A análise de sequenciação de bisulfito de genoma completo (WGBS) Dados de várias espécies forneceram informações valiosas sobre a distribuição da densidade de CpG nos conjuntos de dados adquiridos. Os resultados revelam que a densidade de CpG no conjunto de dados WGBS está dentro de uma faixa comparável à observada no conjunto de dados de sequenciação bisulfito de representação reduzida (RRBS). No entanto, foram identificadas diferenças notáveis nas distribuições de densidade de CpG entre estas duas análises.

Especificamente, os conjuntos de dados WGBS exibem variações subtis, mostrando uma propensão para densidades de CpG mais elevadas, particularmente na faixa de 2-5 CpG/100bp e densidades de CpG que excedem 10 CpG/100bp. Isso sugere que os dados WGBS estão inclinados a direcionar e capturar alterações na metilação do DNA em regiões enriquecidas com uma maior densidade de locais de CpG.

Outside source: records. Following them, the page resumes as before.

Issue #4052, opened 2021-09-15
Trigger remote survey about Idea Hub usage


felixarntz:
A new remote survey for Idea Hub should be supported, specifically on the plugin side this means that the triggering logic needs to be added. Also the new survey relies on #4051 - that is only a blocker for full testing though, it shouldn't block the implementation of this issue.

The requirements on the Site Kit Service side to trigger this survey are the following:
* You have to be on at least Site Kit version 1.42.0.
* You have to have first activated Idea Hub at least 2 days (48 hours) ago.

---------------

_Do not alter or remove anything below. The following sections will be managed by moderators only._

## Acceptance criteria

* The Idea Hub module should internally (on the server-side) introduce a single counter per user that counts the following interactions with the feature:
    * idea dismissal
    * idea save
    * idea draft creation
    * In other words, when any of these actions is performed, the count for the current user should be increased. To clarify, it should be one counter that aggregates all three interactions, we don't need 3 individual counters.
* The counter value for the current user should be provided from PHP to JS so that it can be used there. This can be as simple as possible, e.g. a PHP-to-JS property is preferred unless there's a good reason to use a REST data point.
* In JS: Whenever the current user performs one of the above three actions on the Idea Hub widget, if their current counter value is greater than 5, a survey trigger request for a new trigger `interact_idea_hub` should be issued. If a survey is returned it should be displayed as usual.
    * This requires that JS somehow keeps track of the value too, also when it changes (which is for example relevant if the user makes 5 interactions in a single page load). So maybe a REST data point is more reliable after all, or the JS code would need to "duplicate" and do the counting itself.
* The timeout for `/survey/trigger/` and `/notifications/` requests to the proxy should be increased to 15 seconds.

## Implementation Brief

**The API infrastructure is currently being built. Depending on how quickly this gets implemented, the Site Kit Service part may not be ready yet. Please coordinate testing with @felixarntz.**

### PHP

* Add a new `Google\Site_Kit\Modules\Idea_Hub\Idea_Interaction_Count` class which extends `User_Setting`
    - Slug `googlesitekit_idea-hub_interaction_count`
    - type `integer`
    - default value `0`
    - Add an additional public method `increment` which simply takes the current value, increases it by `1` and saves it
    - Add a test case for this class, mostly for the added method, everything else is covered by the tests for the base class
* Update `Idea_Hub::__construct` to initialize `Idea_Interaction_Count` to a protected `interactionCount` property similar to how is currently done with post name/text/topic classes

Notavelmente, além das galinhas, as regiões com 1 CpG/100bp foram as menos detectadas nos conjuntos de dados de WGBS, implicando que o WGBS tem menos probabilidade de identificar regiões diferencialmente metiladas (DMRs) em áreas com densidades de CpG extremamente baixas.

Referência:

1. Beck, Daniel, Millissia Ben Maamar, e Michael K. Skinner. "Comparações de métodos de análise de densidade de CpG em todo o genoma e metilação de DNA (MeDIP, RRBS e WGBS)." Epigenética 17.5 (2022): 518-530.